Barford accepts that Sologubovsky’s article is ‘alarmist‘ but argues that it is ‘worth publicising’ until its inaccuracy is confirmed, because ‘there has been military action around both Sabratha and Leptis and there is money to be made out of antiquities and a time of civil disorder is a time when one can get hands on stuff not normally “available”‘.

While I agree that it is better to be safe than sorry, I’m not sure the way to do that is by uncritically publicising a pro-dictatorial regime, professional publicist’s unproven claims until they are disproven.
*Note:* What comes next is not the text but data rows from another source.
Issue #265, opened 2018-04-04
Services for zero-replica statefulsets time out


KnVerey:
# Bug report

If you deploy a StatefulSet + Service pair where the SS's replicas is set to zero, the service will eventually time out with a message like this:

```
[FATAL][2018-04-04 18:52:53 +0000]	Service/thing: TIMED OUT (timeout: 420s)
[FATAL][2018-04-04 18:52:53 +0000]	This service does not seem to select any pods. This means its spec.selector is probably incorrect.
[FATAL][2018-04-04 18:52:53 +0000]	  - Final status: Selects 0 pods
[FATAL][2018-04-04 18:52:53 +0000]	  - Events: None found. Please check your usual logging service (e.g. Splunk).
```
We've explicitly handled this for zero-replica deployments, but services can be placed in front of any pod-generating controller.

**Expected behavior:** The deploy recognizes that these services aren't meant to have endpoints and succeeds.

**Actual behavior:** The deploy times out.

**Version(s) affected:** 0.18.0

### Steps to Reproduce

Deploy a StatefulSet + Service pair where the SS's replicas is set to zero

KnVerey:
In fact, the logic we're using for services is flawed and doesn't acknowledge the full range of service types possible. We should revisit it in general.

dturn:
> We've explicitly handled this for zero-replica deployments, but services can be placed in front of any pod-generating controller.

This is true, but sticking a service in front of a CronJob/Job seems unusual enough that I don't think we need to handle this case.

PR #540, opened 2019-08-28
Support StatefulSets with 0 replicas

dturn:

Currently when one deploys a StatefulSet + Service pair where the SS's replicas is set to zero, the service will eventually time out. This behavior is wrong, its valid for a service to point at a SS that's intentionally been scaled down. We should treat this case the same as a deployment. 

fixes: https://github.com/Shopify/kubernetes-deploy/issues/265

**How is this accomplished?**
Have the service check to see if it's actually pointing at a deployment or statefulset that has been scaled down. 

**What could go wrong?**

- We're intentionally not handling the case of a service in front of other pod generating controllers: CronJob/Job.  The assumption here is its unusual to point a service at  collection of pods that normally isn't running. Further since they normally aren't running, I'd have expected a bug report about it by now.

- This keeps the same bad assumption that the pod selector will also select the deployment / SS that was raised in https://github.com/Shopify/kubernetes-deploy/issues/483. I've got a second PR to solve it https://github.com/Shopify/kubernetes-deploy/pull/541 so feel ok doing this in two steps.

### DIFF
--- a/lib/kubernetes-deploy/kubernetes_resource/service.rb
+++ b/lib/kubernetes-deploy/kubernetes_resource/service.rb
@@ -7,9 +7,11 @@ module KubernetesDeploy
       super
       if exists? && selector.present?
         @related_deployments = cache.get_all(Deployment.kind, selector)
+        @related_statefulsets = cache.get_all(StatefulSet.kind, selector)
         @related_pods = cache.get_all(Pod.kind, selector)
       else
         @related_deployments = []
+        @related_statefulsets = []
         @related_pods = []
       end
     end
@@ -30,7 +32,7 @@ module KubernetesDeploy
       return false unless exists?
       return exists? unless requires_endpoints?
       # We can't use endpoints if we want the service to be able to fail fast when the pods are down
-      exposes_zero_replica_deployment? || selects_some_pods?
+      exposes_zero_replica_workload? || selects_some_pods?
     end
 
     def deploy_failed?
@@ -43,7 +45,7 @@ module KubernetesDeploy
 
     private
 
-    def exposes_zero_replica_deployment?
+    def exposes_zero_replica_workload?
       return false unless related_replica_count
       related_replica_count == 0
     end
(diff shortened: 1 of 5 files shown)


lib/kubernetes-deploy/kubernetes_resource/service.rb
```diff
@@ -7,9 +7,11 @@ def sync(cache)
       super
       if exists? && selector.present?
         @related_deployments = cache.get_all(Deployment.kind, selector)
+        @related_statefulsets = cache.get_all(StatefulSet.kind, selector)
```
timothysmith0609: I think this is fine for now, but if we find ourselves having to accommodate some other kind of workload we should consider aggregating things into a `@related_workloads = {}` to simplify processing

dturn: Yep, tackling that in https://github.com/Shopify/kubernetes-deploy/pull/541/files#diff-bfab9900d04f0a61190aa04f896aed1fR10

timothysmith0609: :+1: Yep just saw that and was on my way to delete this comment

dturn:
>Should we warn when a service is targeting a workload with (explicitly-set) 0 replicas, or do we trust the user to know what's going on?

We've got:
```
 Service/stateful-busybox Doesn't require any endpoint
 StatefulSet/stateful-busybox 0 replicas
```
in the output already, that seems like enough to me.

>The timeout message currently states: This service does not seem to select any pods. This means its spec.selector is probably incorrect.. This is not necessarily the timeout condition, though. What we want to say is that no pods are selected but there should be.


How about:

"This service does not seem to select any pods. This is likely invalid please confirm the spec.selector is correct and the targeted workload is healthy."

lib/kubernetes-deploy/kubernetes_resource/service.rb
```diff
@@ -30,20 +32,22 @@ def deploy_succeeded?
...
     end
 
     def deploy_failed?
       false
     end
 
     def timeout_message
-      "This service does not seem to select any pods. This means its spec.selector is probably incorrect."
+      "This service does not seem to select any pods. "\
+      "This is likely invalid please confirm the spec.selector is correct and "\
```
RyanBrushett:
```suggestion
      "This is likely invalid. Please confirm the spec.selector is correct and "\
```

⛏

For instance, Paul Barford’s blog has itself been republished in Tom Elliot’s Maia Atlantis: Ancient World Blogs aggregator.

(I have also written a follow-up post on Libya: Looting Claims Rejected, Propaganda Accusations Not Denied.)

Footnotes

fn1: Komitet Solidarnosti s Narodami Livii i Sirii (Комитет солидарности с народами Ливии и Сирии).

fn2:

… ob”edinit’ usiliya rossiisikoi obshestvennosti, vystupayushchei za prekrashchenie agressii NATO protiv Livii i informatsionnoi voiny protiv Sirii.
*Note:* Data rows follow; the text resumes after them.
PR #926, opened 2023-06-02
Check for successful deploys of StatefulSets with an OnDelete update strategy

ayana-s:
## What are you trying to accomplish with this PR?
**🏗️ ISSUE: https://github.com/Shopify/krane/issues/912**

When checking for a successful deploy, if a StatefulSet's [updateStrategy](https://kubernetes.io/docs/concepts/workloads/controllers/statefulset/#update-strategies) is set to `OnDelete` (default is `RollingUpdate`), krane [does not check if the rollout is successful and instead prints a warning message](https://github.com/Shopify/krane/blob/master/lib/krane/kubernetes_resource/stateful_set.rb#L21-L37) ("can't monitor the update since it doesn't occur until deletion") and moves on.

**We want to enable krane to accurately detect successful deploys for StatefulSets with an `updateStrategy` of `OnDelete`.**

## How is this accomplished?
Update krane's `deploy_succeeded?` check to include StatefulSets with `updateStrategy: OnDelete`. 
* Currently, the method works for `updateStrategy: RollingUpdate` and checks that the following holds true:
```
observed_generation == current_generation
replicas == readyReplicas == currentReplicas
currentRevision == updateRevision
```
* Because of a [bug in Kubernetes](https://github.com/kubernetes/kubernetes/issues/106055), `onDelete`'s `currentRevision` value is not updated reliably. Also, `currentReplicas` relies on `currentRevision`, so neither of these values can be used.
* So, our added check will use `updatedReplicas` instead. If `updatedReplicas` doesn't match `replicas`, then pods have not been updated to the latest revision. `readyReplicas` can be used to check for their actual health.

As [confirmed over Slack](https://shopify.slack.com/archives/C05ABDX94GK/p1685974546899649), we're going with [Katrina's suggestion](https://github.com/Shopify/krane/issues/912#issuecomment-1341543337) of putting this behaviour behind an annotation to allow control on a per-resource basis using a style Krane users are already accustomed to. We're **extending the [`krane.shopify.io/required-rollout annotation`](https://github.com/Shopify/krane#customizing-behaviour-with-annotations) to be compatible with StatefulSet resources.**

Currently, for `Deployments` with annotations, the state of the `replicaSet` is checked to confirm a successful deploy. Because `StatefulSet` resources don't use `replicaSets` to create pods, we suggest only using `full` as an option for this annotation, with this definition:
- `full`: deployment is successful when all pods are ready

The logic we propose in this PR is as follows:
```
# For every successful deploy, check: 
observed_generation == current_generation
status_data['updateRevision'] == pod_data["metadata"]["labels"]["controller-revision-hash"]

# For updateStrategy: RollingUpdate, the rest of the checks remain the same: 
replicas == readyReplicas == currentReplicas && currentRevision == updateRevision

# For updateStrategy: OnDelete && required-rollout: full, check:
replicas == readyReplicas == updatedReplicas

# For updateStrategy: OnDelete with no specified required-rollout value, no additional checks are conducted. The code runs as it did previously.
```

## What should reviewers focus on?
1. Is this tested thoroughly enough?

## Testing
* Added unit tests. Existing CI & integration tests pass. (to be confirmed)
* Checked our clusters to ensure `updateRevision` (using `k -n [namespace] --context [context] get sts [namespace] -o yaml | tail -n 10`) and `controller-revision-hash` (using `k -n [namespace] --context [context] get pod [pod name] -o yaml | grep -i revision`) match after an update to our StatefulSet config (before the pod is marked as ready)
* Manually deployed a test runtime, nothing broken

### DIFF
--- a/CHANGELOG.md
+++ b/CHANGELOG.md
@@ -1,5 +1,11 @@
 ## next
 
+## 3.3.0
+
+*Enhancements*
+
+- Enable detection of successful StatefulSet deploys when the `updateStrategy` is `onDelete`, behind an annotation. [#926](https://github.com/Shopify/krane/pull/926)
+
 ## 3.2.0
 
 *Enhancements*
--- a/lib/krane/version.rb
+++ b/lib/krane/version.rb
@@ -1,4 +1,4 @@
 # frozen_string_literal: true
 module Krane
-  VERSION = "3.2.0"
+  VERSION = "3.3.0"
 end


lib/krane/kubernetes_resource/pod.rb
```diff
@@ -10,6 +10,7 @@ class Pod < KubernetesResource
     )
 
     attr_accessor :stream_logs
+    attr_reader :definition
```
ayana-s, line 13: Allows StatefulSet resource to access each Pod's `definition["metadata"]["labels"]["controller-revision-hash"]` value, a new addition to how we check for successful deploys

lib/krane/kubernetes_resource/stateful_set.rb
```diff
@@ -19,25 +22,34 @@ def status
     end
 
     def deploy_succeeded?
-      success = observed_generation == current_generation &&
-        desired_replicas == status_data['readyReplicas'].to_i &&
-        status_data['currentRevision'] == status_data['updateRevision']
+      success = observed_generation == current_generation
+
+      @pods.each do |pod|
+        success &= pod.definition["metadata"]["labels"]["controller-revision-hash"] == status_data['updateRevision']
```
ayana-s, line 28: This is a new check we're introducing that works for both updateStrategy types because a Pod's `controller-revision-hash` should update and match its StatefulSet's `updateRevision` value once the Pod is created (as opposed to waiting for the Pod to be ready)

test/fixtures/for_unit_tests/stateful_set_pod_test.yml
```diff
@@ -0,0 +1,98 @@
+apiVersion: v1
+kind: Pod
+metadata:
+  creationTimestamp: "2019-10-07T16:05:37Z"
+  generateName: test-ss-
```
stevenhope, line 5: nit: should this be `test-ss`?

ayana-s: good q! `generateName` is an optional prefix that's used to generate a name (in the absence of an actual `name` field), so we typically include a hyphen at the end. This is also done in the pod configs for the DaemonSet tests [(example)](https://github.com/Shopify/krane/blob/master/test/fixtures/for_unit_tests/daemon_set_pod.yml#L5)

lib/krane/kubernetes_resource/stateful_set.rb
```diff
@@ -19,25 +22,34 @@ def status
...
-        # Gem cannot monitor update since it doesn't occur until delete
         unless @success_assumption_warning_shown
           @logger.warn("WARNING: Your StatefulSet's updateStrategy is set to OnDelete, "\
-                       "which means updates will not be applied until its pods are deleted. "\
-                       "Consider switching to rollingUpdate.")
+                       "which means updates will not be applied until its pods are deleted.")
           @success_assumption_warning_shown = true
         end
+
+        if required_rollout == 'full'
```
sanaasy, line 38: can we use the constant you defined at the top of this file?
```suggestion
        if required_rollout == DEFAULT_REQUIRED_ROLLOUT
```

lib/krane/kubernetes_resource/stateful_set.rb
```diff
@@ -19,25 +22,34 @@ def status
...
+          success &= desired_replicas == status_data['readyReplicas'].to_i &&
+            desired_replicas == status_data['updatedReplicas'].to_i
+        end
       else
-        success &= desired_replicas == status_data['currentReplicas'].to_i
+        if required_rollout == 'full'
```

[… объединить усилия российской общественности, выступающей за прекращение агрессии НАТО против Ливии и информационной войны против Сирии).

fn3:

Natsional’naya konferentsiya vseh plemen Livii vyrazila etomu pravitel’stvu i lideru Liviiskoii Dzhamahirii M. Kaddafi polnuyu podderzhku.
Trebuem ot Pravitel’stva Rossii srochno okazat’ vsemernuyu ekonomicheskuyu i voenno-tehnicheskuyu pomoshch’ Sirii, nahodyashchyeiisya pod ugrozoii ekonomicheskoi blokady i voennogo vtorzheniya teh zhe sil, chto ubivayut mirnoe naselenie Livii.

[Национальная конференция всех племен Ливии выразила этому правительству и лидеру Ливийской Джамахирии М.Каддафи полную поддержку.
Требуем от Правительства России срочно оказать всемерную экономическую и военно-техническую помощь Сирии, находящейся под угрозой экономической блокады и военного вторжения тех же сил, что убивают мирное население Ливии.]
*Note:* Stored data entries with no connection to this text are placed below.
PR #934, opened 2023-08-04
Test against Kubernetes v1.27

cjoudrey:
As the PR title says, this modifies `ci.yml` so that we start testing `krane` against Kubernetes v1.27.


cjoudrey:
cc @RRethy for review when you have a minute.

PR #940, opened 2023-12-08
s/whitelist/allowlist

### LINKED ISSUE #917: kubectl 1.26 flag changes
In kubectl v1.26, the `--prune-whitelist` flag is deprecated in favour of `--prune-allowlist`. The old flag will be removed in v1.28 at the earliest. Krane's `kubectl apply` invocation will need to be adjusted accordingly when the relevant versions enter its supported skew.

Ref https://github.com/kubernetes/kubernetes/pull/113116
(FWIW the [ApplySet proposal](https://github.com/kubernetes/enhancements/tree/master/keps/sig-cli/3659-kubectl-apply-prune) will ultimately replace these flags entirely if it succeeds, but that is even further away)

timothysmith0609:
Closes #917 

**How is this accomplished?**
global search and replace all whitelist references and change to allowlist

**What could go wrong?**
From what I understand, `--prune-allowlist` is only available in 1.26+, so any clusters running older versions will not have access. This necessitates, at the very least, a minor version bump. I've added compatibility code so older k8s versions will still work with the old `--prune-whitelist` flag

**Note: Failing CI is due to flaky tests: I'm slowly rerunning them one-by-one to get 🟢**

### DIFF
--- a/CHANGELOG.md
+++ b/CHANGELOG.md
@@ -2,7 +2,7 @@
 
 # 3.4.0
 
-- Use `prune-allowlist` instead of `prune-whitelist`. This change requires kubernetes 1.26 and higher. [#940](https://github.com/Shopify/krane/pull/940)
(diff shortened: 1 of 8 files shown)


DazWorrall (approved):
LGTM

fn4: Sologubovsky also claimed that the ‘extremist opposition want to realize what they call democracy through a non-democratic way, pointing out that dialogue is the only way to get out of the crisis in Syria’. Presumably, then, his advocacy for arming the dictatorial regime was arming for peace.

(Edited, 11.15am, 30th August 2011; updated with Mark Durney’s information, 11.40pm, 30th August 2011; updated with archaeological opinion, 1.55pm, 31st August 2011; updated with more propaganda material, 1am, 1st September 2011; updated with more public opinion and archaeological opinion, 2.10am, 5th September 2011.)

4 Responses to “Libya: bombing, looting; lobbying and churnalism”

  1. SAMARKEOLOG, when I last spoke with Dr. Laurie Rush she had mentioned how significant it was that the US Army and NATO collaborated on developing a no strike list of cultural heritage institutions and sites around Libya within 36hrs after the strikes were announced. The stories of looting and heritage destruction sound like nothing more than misinformed journalism, or better yet, propaganda.